There was a study from Australia that suggested that nearly all POTS patients tested had no NET - because of epigenetic gene silencing rather than an actual genetic fault. Its a bit murky but they did find reduced experession of NET in the forarm veins of all POTS patients tested.

Problem is that ang II might effect NET function or expression and in the neuropathic POTS there was also reduced NE reuptake recorded.

The study on reduced MIBG reuptake suggested it showed cardiac denervation - but its also possible it shows reduced NET function or expression alone.

Finally there was work looking for NET autoantibodies that was never published.

[POTLUCK]

There was a study from Australia that suggested that nearly all POTS patients tested had no NET - because of epigenetic gene silencing rather than an actual genetic fault. Its a bit murky but they did find reduced experession of NET in the forarm veins of all POTS patients tested.

Problem is that ang II might effect NET function or expression and in the neuropathic POTS there was also reduced NE reuptake recorded.

The study on reduced MIBG reuptake suggested it showed cardiac denervation - but its also possible it shows reduced NET function or expression alone.

Finally there was work looking for NET autoantibodies that was never published.

Rama,

I am not following you on this. If everyone may have decreased NET than what is the value of considering if I might have it? Second you mentioned the decreased stomach vasoconstriction thing in regard to alpha 2 receptors. Does this go with Dr. Stewarts Regular flow POTS? do you go by Dr. S. categories? Lastly you mentioned the neuropathic POTS, are you seeing this as a different entity from hyperadrenergic POTS, because at times you have suggested all POTS patients are hyperadrenergic. I suppose what I am asking overall is how are you subdividing POTS patients. To my way of thinking, some aspects of POTS are opposites- like patients who have low flow and patients who have high flow. Some patients can not stand long without passing out , and I have never passed out. I do not use the word presyncopal for this reason. It also seems to me that coming up with ways to divide things is clearly helpful with treatment, rather than simply trying meds. You appear to have done a great deal of research and are obviously a bright guy and I am wondering what your thoughts based on all of this are.

[ramakentesh]

Im just demonstrating that a lot of the research is murky.

I meant that all forms of POTS have hyperadrenergic features in terms of subjective symptoms - feelings of anxiety, jitteriness, etc.
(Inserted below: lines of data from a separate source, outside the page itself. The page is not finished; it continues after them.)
Issue #96, opened 2022-10-11
Authentication


slifty:
We need:

1) The ability for users of our API to authenticate (with a role).
2) ~~The ability for our API to reject access to specific endpoints depending on the role of the authenticated user.~~

We're thinking [KeyCloak](https://www.keycloak.org/) is the way to go here.

For this iteration I think our goal is ~~*API key based authentication*~~ OAuth 2 authentication.

The intent would be that tell API clients to pass a [`Authorization: Bearer ######`](https://swagger.io/docs/specification/authentication/bearer-authentication/) header token to *all calls* to our system.  That token is then used to authenticate the user and identify their roles.

~~This article could be useful for inspiration (but may not be the exact pattern to use): http://www.zakariaamine.com/2019-06-14/extending-keycloak/~~

bickelj:
Much of the related work can be found in PR #93, PR #97, https://github.com/PhilanthropyDataCommons/keycloak-extensions/pull/1, https://github.com/PhilanthropyDataCommons/deploy/pull/50.

To summarize what I have learned when integrating with keycloak:
* It was straightforward to get keycloak up and running using the guides at https://www.keycloak.org
* If we terminate TLS at the load balancer only (but have keycloak serve plain HTTP within the docker overlay network) then we cannot seem to activate keycloak "production mode" because it wants the backend to also serve via TLS.
* If I use spaces in a realm name in keycloak, I get "Invalid parameter: redirect_uri", so instead of "Philanthropy Data Commons" it is better to use "pdc" as the realm.
* When I included the jar from https://github.com/PhilanthropyDataCommons/keycloak-extensions/pull/1 in the keycloak "providers" directory with keycloak 20.0.0, I got the following warnings: `2022-11-03 22:32:33,608 WARN  [org.keycloak.services] (build-36) KC-SERVICES0047: check (org.philanthropydatacommons.providers.ApiKeyResourceProviderFactory) is implementing the internal SPI realm-restapi-extension. This SPI is internal and may change without notice`, `2022-11-03 22:32:34,722 WARN  [org.keycloak.services] (build-36) KC-SERVICES0047: api-key-registration-generation (org.philanthropydatacommons.providers.RegisterEventListenerProviderFactory) is implementing the internal SPI eventsListener. This SPI is internal and may change without notice`
* It seems like we should not have to extend keycloak to get the functionality we need.
* It also seems like we should not have to use private or internal SPIs to get the functionality we need.
[...]

PR #124, opened 2022-11-23
Validate Bearer JWT for authentication

bickelj:
<details><summary>(Outdated original message)</summary>

~~As of this commit, only for authentication, but eventually should be authorization as well.~~

~~This is a progress commit demonstrating a change using the /applicants endpoint. It should work in conjuction with a Bearer token issued by keycloak using the OAuth 2.0 Device Authorization Grant.~~
</details>

Expect a JSON Web Token (JWT) in the `Authorization` header for
protected resources. Validate the JWT using the configured realm key.
This allows the standard OpenID Connect protocol to be used for
authentication to an auth server, namely Keycloak, and the resulting
token to be valid for calls to this service. For example, a user of a
browser-based UI can log in using the standard Authorization Code flow
and that UI can make calls to this back-end service using the JWT.

For audit trail purposes, it is still important to log some portion of
the JWT. A JWT, while expected to be short-lived, is still useful as
credentials in its complete form. Part of the validation of a JWT is
signature validation. To keep the audit trail while preventing replay
from a server log, redact the signature of the JWT in logs.

The OpenAPI documentation is a normal browser-based Client. This
change expects the documentation Client to have a particular name,
'pdc-openapi-docs', to be configured in the 'pdc' realm of the
authentication service.

Issue #96 Authentication


bickelj:
There are some awkward things in here that will need cleanup, such as the TypeScript types coming into production/non-dev dependencies, the weird need to wrap the expressjwt function or else fail linting, and probably more. Also it does not check if a user is in a group but it validates that the token was indeed issued by the issuer configured at server launch time. I pushed in order to show progress as well as get feedback on this approach.

bickelj:
8e0bd2e has a rebase and also an additional commit demonstrating authorization (on top of authentication) from the application perspective.

bickelj:
It seems we agree keycloak is the right free/libre open source software auth solution. We are still working on the best way to integrate keycloak. This PR might be the way to go but there is also an alternative (or complement) https://authjs.dev/ to consider.

bickelj:
The push of 83285ab includes a rebase on main, updates to dependencies, and removal of the `ErrorWithStatus` (to be considered separately if needed).

package-lock.json
```diff
@@ -13,6 +13,10 @@
         "ajv-keywords": "^5.1.0",
         "dotenv": "^16.0.3",
         "express": "^4.18.2",
+        "dotenv": "^16.0.1",
+        "express": "^4.18.1",
```
bickelj, line 17: Repeated dependency declarations here, whoops. I am surprised npm did not error on this.

I am still trying to figure out why several `@types` dependencies are ending up outside the dev dependencies area when doing `npm install`.

package-lock.json
```diff
@@ -3328,6 +3366,24 @@
         "node": ">= 0.10.0"
       }
     },
+    "node_modules/express-jwt": {
+      "version": "8.4.0",
+      "resolved": "https://registry.npmjs.org/express-jwt/-/express-jwt-8.4.0.tgz",
+      "integrity": "sha512-AvIkHI6+wuwHQTgfnl4kEPWeMKo5yw4FnXJJK+jf/PRWAflmuJKTs06ENRNJ6sCQceIUVqAi/fy8Nav8alnv0w==",
+      "dependencies": {
+        "@types/jsonwebtoken": "^9",
```
bickelj, line 3374: This could be the culprit, new non-dev dependency `express-jwt` declares dependency on `@types/jsonwebtoken` without saying that one should be dev dependency.

package-lock.json
```diff
@@ -5139,6 +5210,56 @@
...
+        "safe-buffer": "^5.0.1"
+      }
+    },
+    "node_modules/jwks-rsa": {
+      "version": "3.0.1",
+      "resolved": "https://registry.npmjs.org/jwks-rsa/-/jwks-rsa-3.0.1.tgz",
+      "integrity": "sha512-UUOZ0CVReK1QVU3rbi9bC7N5/le8ziUj0A2ef1Q0M7OPD2KvjEYizptqIxGIo6fSLYDkqBrazILS18tYuRc8gw==",
+      "dependencies": {
+        "@types/express": "^4.17.14",
+        "@types/jsonwebtoken": "^9.0.0",
```
bickelj, line 5244: Likewise here: `jwks-rsa`, a dependency, does not say these are dev dependencies.

bickelj: Hmm, found this comment: https://github.com/auth0/node-jwks-rsa/pull/80#pullrequestreview-244880314
Which references this: https://www.typescriptlang.org/docs/handbook/declaration-files/publishing.html#dependencies
I thought most libraries let downstream libraries use the typescript types optionally, though.

bickelj:
a9b72d1 rebases on main, updates dependencies, and manually puts the `@types/*` dependencies in dev dependencies by adding the dev flag in `package-lock.json` because it sounds like auth0 is going to keep those in production dependencies.

bickelj:
The branch at 45db64a has been rebased on main again.

src/auth/jwtOptions.ts
```diff
@@ -0,0 +1,34 @@
...
+    jwksRequestsPerMinute,
+    jwksUri,
+    handleSigningKeyError: (err, cb) => {
+      if (err instanceof SigningKeyNotFoundError) {
+        cb(new Error('Could not fetch certificates from JWKS URI'));
+        return;
+      }
+
+      cb(err);
+    },
```
jasonaowen, line 27: Can you say more about this? Why is this better than the default?

jasonaowen (commented):
Could you please rebase this on `main` and resolve the merge conflicts, @bickelj?

bickelj:
@jasonaowen Thank you for the review. This last push was not yet in response to your review but may have incidentally resolved a couple of your comments. I will address your comments after taking care of an update to #164.

src/__tests__/applicants.int.test.ts
```diff
@@ -1,30 +1,58 @@
...
+      realm_access: {
+        roles: [
+          'users-role',
+          'default-roles-pdc',
+        ],
+      },
+    });
+    dummyApiKey = { Authorization: `Bearer ${accessToken}` };
+    logger.debug(`${process.env.AUTH_SERVER_REALM_URL ?? 'NA'}`);
+    logger.debug(`${accessToken}`);
```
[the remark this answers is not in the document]
bickelj: I don't see them in my most recent push, so probably not.

package.json
```diff
@@ -53,9 +54,11 @@
     "eslint-plugin-import": "^2.27.5",
     "eslint-plugin-sort-exports": "^0.8.0",
     "jest": "^28.1.1",
+    "jsonwebtoken": "^9.0.0",
```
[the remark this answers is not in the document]
bickelj: Before [the suggested change above to the type of jwtOptions](https://github.com/PhilanthropyDataCommons/service/pull/124#discussion_r1128674483) there was only a `type` import from `jsonwebtoken`, right? So it would come from `@types/jsonwebtoken` and all the `@types` are only `devDependencies`. Granted, `jsonwebtoken` is a transitive dependency of one of our `dependencies` (`espress-jwt`), so it does end up in the `dependencies` in `package-lock.json`.

Now with [the suggested change above to the type of jwtOptions](https://github.com/PhilanthropyDataCommons/service/pull/124#discussion_r1128674483) there is no direct dependency on `@types/jsonwebtoken` nor `jsonwebtoken` in `src/auth/jwtOptions.ts`, but there is one import in `src/middleware/jwtTokenChecker.ts` of the `JwtPayload` type which is needed at compile time. Therefore `@types/jsonwebtoken` can stay at compile time (`devDependencies` in package.json) but we don't need a reference to plain `jsonwebtoken` at all in the `package.json` It might still arrive in `package-lock.json` in non-dev `dependencies` due to being a transitive dependency, though.

src/auth/jwtOptions.ts
bickelj: I am trying to find where I got this (or why I put it there), but looking again, I do not see why it should be included. The only possible advantage we could get would be if we used our own Error type but we do not. I will see if anything bad happens when removing it.

src/middleware/jwtTokenChecker.ts
```diff
@@ -0,0 +1,41 @@
...
+  realm_access: {
+    roles: string[];
+  };
+  preferred_username: string;
+}
+
+const verifyRoleMembership = (
+  req: JwtRequest<JwtPayload & KeycloakAuthPayload>,
+  requiredRole: string,
+): void => {
```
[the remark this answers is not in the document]
jasonaowen: I do still prefer, please! You're probably right that we do need authz as part of the pilot, but either way I think it'll be easier if they're separated.

package.json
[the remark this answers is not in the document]
jasonaowen: I'll look at this more deeply later, but in general the policy is: if you `import` (not `import type`) from a dependency in non-test code, it goes in `dependencies`, even if it's already a transitive dependency; if you `import` from a dependency in test code, or `import type` from a dependency in non-test code, it goes in `devDependencies`; if you never import it, then leave it to your direct dependencies to bring it in as a transitive dependency (except in some special cases).

I think you already know that, but I mention it just in case; more likely, what's happening is that there's been a bit of thrash on this branch and we're talking about different states of the world!

jasonaowen:
We'll also need to update the Swagger docs as part of this, since it currently knows about the API key header.

bickelj:
160cf6f should pass lint but not tests. It is still a work in progress.

package.json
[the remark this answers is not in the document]
bickelj: It sounds like we're on the same page. I think this is resolved. If not, we can revisit.

README.md
```diff
@@ -126,15 +126,44 @@ LOG_LEVEL=trace npm run test
...
+### Authentication and Authorization
+
+A valid Bearer JSON Web Token (Bearer JWT) is required in requests to the PDC service. The exception is the API documentation page. These environment variables configure the expected realm and JWKS issuer keys:
+- `AUTH_SERVER_ISSUER`: the URL for the issuer (this is the "realm" URL in Keycloak terminology).
+- `AUTH_SERVER_JWKS_URI`: the URI for this service to get the JSON Web Key Sets (JWKS) to validate the signature of the Bearer JWT against the public key of the issuer. Set this to `${AUTH_SERVER_ISSUER}/protocol/openid-connect/certs` if Keycloak is your auth service.
```
jasonaowen, line 133: I've found that it is clearer and more sustainable to put environment variable documentation in the `.env.example` instead of the README. It's closer to what it's documenting, it's more likely to be updated correctly as environment variables change, and it simplifies the instructions in the README. I did that recently in the [data-viewer `.env.example`](https://github.com/PhilanthropyDataCommons/data-viewer/blob/main/.env.example), for reference.

README.md
```diff
@@ -126,15 +126,44 @@ LOG_LEVEL=trace npm run test
...
+
+The PDC service assumes there will be three roles in the JWT with ascending levels of privilege, named `pdc-viewer`, `pdc-user`, and `pdc-admin`, respectively. These are expected inside an array with key `roles` in an object under key `realm_access` in the JWT object. In other words, for a JWT named `jwt`, there is an array at `jwt.realm_access.roles`.
+* A user having role `pdc-viewer` can read data with `GET` requests.
+* A user having role `pdc-user` inherits the `pdc-viewer` role and can also write to most endpoints with `POST` requests.
+* A user having role `pdc-admin` inherits the `pdc-user` and `pdc-viewer` roles and can also `POST` to all endpoints.
```
jasonaowen, line 138: This is no longer needed as we're not including authorization at this time, right?

```suggestion
```

README.md
```diff
@@ -126,15 +126,44 @@ LOG_LEVEL=trace npm run test
...
+
+#### An example with a Keycloak authentication and authorization service
```
jasonaowen, line 140: I'm a bit uncomfortable with this level of detail - instructions on how to configure Keycloak feels out of scope for this repo, and a lot of the steps are for authorization, which we're not doing yet. I very much appreciate the urge to document, and am happy to hear pushback, but I would suggest cutting this entire example section.

src/routers/opportunitiesRouter.ts
```diff
@@ -1,11 +1,11 @@
...
+import { verifyJwt } from '../middleware/verifyJwt';
 
 const opportunitiesRouter = express.Router();
 
-opportunitiesRouter.post('/', checkApiKey, opportunitiesHandlers.postOpportunity);
-opportunitiesRouter.get('/:id', checkApiKey, opportunitiesHandlers.getOpportunity);
-opportunitiesRouter.get('/', checkApiKey, opportunitiesHandlers.getOpportunities);
+opportunitiesRouter.post('/', verifyJwt, opportunitiesHandlers.postOpportunity);
+opportunitiesRouter.get('/:id', verifyJwt, opportunitiesHandlers.getOpportunity);
+opportunitiesRouter.get('/', verifyJwt, opportunitiesHandlers.getOpportunities);
```
jasonaowen, line 9: Some of the routers have a `thingRouter.use(verifyJwt)` and some have `thingRouter.method(path, verifyJwt, ...)`. Why the split? Can we just use `use` everywhere?

src/middleware/verifyJwt.ts
```diff
@@ -0,0 +1,16 @@
...
+} from 'express';
+
+const expressJwtMiddleware = expressjwt(jwtOptions);
+
+export const verifyJwt = (req: Request, res: Response, next: NextFunction): void => {
+  expressJwtMiddleware(req, res, next)
+    .catch((error: unknown) => {
+      throw error;
+    });
+};
```
jasonaowen, line 16: This function looks very redundant. Why `catch` an error only to immediately `throw` it? In fact, why wrap the `expressJwtMiddleware` at all? Perhaps this is an artifact of the development process that led here.

Can we simplify this to:
```suggestion
export const verifyJwt = expressjwt(jwtOptions);
```

jasonaowen (commented):
I haven't found the test problem that you've been working on yet, I'm afraid!

bickelj:
> I haven't found the test problem that you've been working on yet, I'm afraid!

That is odd but turned out to help get this resolved.

Jason and I spoke. We found that the commit above seems to work when running the service (e.g. `npm run start`) but had trouble when running the mock JWKS service at test time for many tests (e.g. `npm run test:integration`). The failures happened reliably but the errors themselves were misleading. When running with a single mock JWKS service at test time for a single test file, the failures went away. The above commit helped us diagnose the issue.

The next step is to make authentication-only branch with two atomic commits. The first commit renames awkwardly named variables. The second commit removes ad-hoc API key authentcation and replaces it with JWT authentication.

src/test/mockJwt.ts
```diff
@@ -0,0 +1,25 @@
...
+
+export const getMockJwks = (): JWKSMock => createJWKSMock(
+  issuer,
+  '/protocol/openid-connect/certs',
+);
+
+export const getMockJwt = (jwksMock: JWKSMock): string => {
+  const aMomentAgo = Math.round(new Date().getTime() / 1000);
+  return jwksMock.token({
+    exp: aMomentAgo + 100000,
```
bickelj, line 13: More re-use of the mock JWKS server and mock JWT resolves the issue at test time. Given the re-use, it makes sense to increase the expiration duration.

package-lock.json
jasonaowen, line 1: I believe the package lock file is out of date; running `npm install` on this branch leads to changes. Can you please include those changes in this commit?

src/openapi.json
```diff
@@ -7,11 +7,21 @@
   },
   "components": {
     "securitySchemes": {
-      "preSharedApiKey": {
-        "type": "apiKey",
-        "description": "A pre-shared key required to create or access protected resources via the API.",
-        "name": "x-api-key",
-        "in": "header"
+      "auth": {
+        "type": "oauth2",
```
jasonaowen, line 11: I tried for a while to get this to work with `"type": "openIdConnect",` as the [docs say it should](https://swagger.io/docs/specification/authentication/openid-connect-discovery/), but I wasn't able to before I reached the end of the timebox I set for myself. :disappointed:

jasonaowen (changes requested):
Great work, @bickelj! I was able to run this, authenticate into the OpenAPI docs, and make authenticated requests.

We need to fix the `package-lock.json` problem, and I would appreciate enabling PKCE, but please consider everything else optional!

package-lock.json
bickelj: It will pollute our production (dist) dependencies, but I will do it. Sigh.

jasonaowen: Ah, I hadn't realize that was an intentional decision. I see now how and why you arrived at it, but unfortunately staying in that out-of-sync state is not sustainable; either developers will have to be constantly careful about not committing `package-lock.json` changes, or they'll sneak in to an unrelated commit. That sucks, and I appreciate you opening the upstream issue, but for now I think we'll just have to live with it - thank you for doing so!

src/auth/jwtOptions.ts
```diff
@@ -0,0 +1,32 @@
...
+export const issuer = AUTH_SERVER_ISSUER;
+
+export const jwtOptions: Params = {
+  // Because of different types from version-to-version in express-jwt (see jwks-rsa notes), cast
+  // to the later express-jwt API's GetVerificationKey.The jwks-rsa notes can be found in
+  // `node_modules/jwks-rsa/index.d.ts` or here:
+  // https://github.com/auth0/node-jwks-rsa/blob/83d0202a9f462451c0e1e2adb1d91280ee1ef30c/index.d.ts#L60
+  secret: expressJwtSecret({
+    cache: false,
+    rateLimit: false,
```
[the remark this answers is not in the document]
bickelj: Instead, I will remove these lines.

src/openapi.json
bickelj: I was able to use `"type": "openIdConnect"` locally. The user experience was not good because an exhaustive litany of capabilities or options showed up. With the `oauth2` type, I was able to present exactly one known-good option.

src/auth/jwtOptions.ts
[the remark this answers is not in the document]
jasonaowen: Thanks!

Looks like the defaults are to enable the cache and disable the rate limit ([source](https://github.com/auth0/node-jwks-rsa/blob/59373c5cd5b357fbb56b621c943f002e9f3076ca/src/JwksClient.js#L7-L14)). I think we want the rate limit on, too, to prevent a DDoS attack from spreading from the service to the IdP - right?

src/openapi.json
jasonaowen: Fair enough! Thanks for following up!

src/routers/documentationRouter.ts
```diff
@@ -1,13 +1,49 @@
...
+  const authCodeWithNewIssuer = {
+    ...documentation.components.securitySchemes.auth.flows.authorizationCode,
+    authorizationUrl: `${issuer}/protocol/openid-connect/auth`,
+    tokenUrl: `${issuer}/protocol/openid-connect/token`,
+    refreshUrl: `${issuer}/protocol/openid-connect/token`,
+  };
+  documentation.components.securitySchemes.auth.flows.authorizationCode = authCodeWithNewIssuer;
+  documentationRouter.get('/', swaggerUi.setup(documentation, options));
+} else {
+  throw new InternalValidationError(
```
jasonaowen, line 43: Now that I look more closely, I think I do actually agree with Codecov here.

Adding an error handler for improperly formatted JSON is a great idea, and I'm +1 to stopping the service over it, but it's not integral to setting up auth. Let's split it out to its own commit, put the `throw` logic into the `isJsonObject` function, rename it to something like `validateOpenApiConfiguration`, and add to the existing tests!

Then, later, let's add - and test - a function that will take that already-validated configuration and substitute in the issuer. Something like:

```ts
const getSwaggerDocsWithIssuer = (documentation: JsonObject, issuer: string): JsonObject => {
  const authCodeWithNewIssuer...
  return documentationWithNewIssuer;
};
documentationRouter.use('/', swaggerUi.serve);
documentationRouter.get('/', swaggerUi.setup(getSwaggerDocsWithIssuer(documentation, issuer), options));
```

That should be a bit easier to read, much easier to test, and will address the Codecov complaint this change introduced.

jasonaowen (commented):
One of the failing code coverage checks are, I believe, not worth fixing. There are two: some new code to handle the case that the OpenAPI JSON file is well-formed, and the non-promise-returning wrapper around `expressjwt`. The former is fixable - see below - but the latter seems like it would take too much effort for too little payoff.

I propose that, once this is otherwise ready, we merge anyway. @slifty, if you disagree with that plan, please speak up!

package-lock.json
bickelj: I think this was really a misunderstanding on my part, though, because at the moment it doesn't appear to make any difference in `dist` or `node_modules` or the resulting docker image. I think we make no distinction and package everything from `node_modules` and `dist` at the moment. So it is more trouble than it's worth to try to pick that nit. Furthermore, I see the issue it creates. We ought to be able to `npm i` anytime without worry!

jasonaowen: > I think we make no distinction and package everything from node_modules and dist at the moment.

That sounds like a deployment problem, but yes I agree it's out of scope for this PR.

src/auth/jwtOptions.ts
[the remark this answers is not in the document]
bickelj: I recall hitting rate limits when I had `mock-jwks` set up and torn down multiple times during tests (if I recall correctly, even with only one `mock-jwks` per test suite/file). Now that we use one `mock-jwks` and one mock bearer JWT, I doubt that issue would occur with rate limits set. I will set the rate limit low during tests to see if it is exceeded (I do not expect it to, even at `1`) to double-check it is working the way I expect, and then set it to high if that works fine.

src/routers/documentationRouter.ts
bickelj: Is it OK to have that commit in a separate PR? For now I can simply remove it.

src/auth/jwtOptions.ts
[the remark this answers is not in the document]
bickelj: Ten per minute seemed low to me. So I set it to ten times that.

src/routers/documentationRouter.ts
bickelj: I removed the `else` in the most recent push.

jasonaowen (approved):
Great work, @bickelj! Thanks for getting this to done; I know how much effort was involved.

I was able to run this locally, authenticate into the docs (using PKCE!), and make an authenticated request. I was also able to get the expected errors with an invalid token and with an expired token.

The linter is happy and CI passed. Not sure what's up with Codecov, but I'm fine to merge either without it or over its objections, and previously discussed. One small suggestion below; feel free to either fix & merge or ignore & merge.

Yay auth! :closed_lock_with_key: :balloon:

src/auth/jwtOptions.ts
```diff
@@ -0,0 +1,32 @@
...
+
+export const jwtOptions: Params = {
+  // Because of different types from version-to-version in express-jwt (see jwks-rsa notes), cast
+  // to the later express-jwt API's GetVerificationKey.The jwks-rsa notes can be found in
+  // `node_modules/jwks-rsa/index.d.ts` or here:
+  // https://github.com/auth0/node-jwks-rsa/blob/83d0202a9f462451c0e1e2adb1d91280ee1ef30c/index.d.ts#L60
+  secret: expressJwtSecret({
+    jwksUri: `${AUTH_SERVER_ISSUER}/protocol/openid-connect/certs`,
+    rateLimit: true,
+    jwksRequestsPerMinute: 100,
```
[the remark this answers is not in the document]
bickelj: Right. This is a compromise between "do not enable rate limiting" and "enable rate limiting with default value of 10 requests per minute." I think the auth server should have no trouble handling 1-2 requests per second from the service on top of the rest of the requests from data-viewer, etc. I see your point though, realistically 10 is fine too.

I think this is probably the most accurate description:

1. Low flow states/vasoconstrictive - ang II, Net deficiency (maybe) and hypovolumia.

2. neuropathic POTS/high flow/EDS - peripheral poolers

3. Other - parasympathetic withdrawal, increased NO, autoregulatory problems, etc.

Problem is that if you try and apply any of the catagorisations in the research and on websites to patients they never fit properly. I and most have features that kind of blurr in between catagories.

I guess that postural hypertension is useful in that it suggests a overconstricting problem but it could be compensatory.

Its all confusing and certainly still being debated.

[POTLUCK]

Thanks,

I believe I follow you. I appreciate your noting the categories. What do you think about Stewart's "regular flow" category that is supposed to have increased NO with increased splachnic pooling but not feet pooling.

I ask specifically because I figure I am not category 2 above, as I can be standing and staring down at my blue or white ice cold toes, and I am never looking at pooling in my feet or toes. Also, I do not faint, and my BP does not drop on standing. But I could be "normal flow" type with splanchnic pooling.

[Chaos]

Potluck- I think several of us on here find it hard to pigeon hole ourselves into any one category, either Stewarts or otherwise. Personally I think I move between Stewart's categories depending on the day. I have been diagnosed with neuropathic POTS but with hyperadrenergic component. To paraphrase Rama- it's clear as mud. LOL

[ramakentesh]

If i was in a catagory of Julian Stewart I would be either Normal flow or low flow - probably leaning towards teh later. It also contains NET deficiency and other causes were low NO is suspected.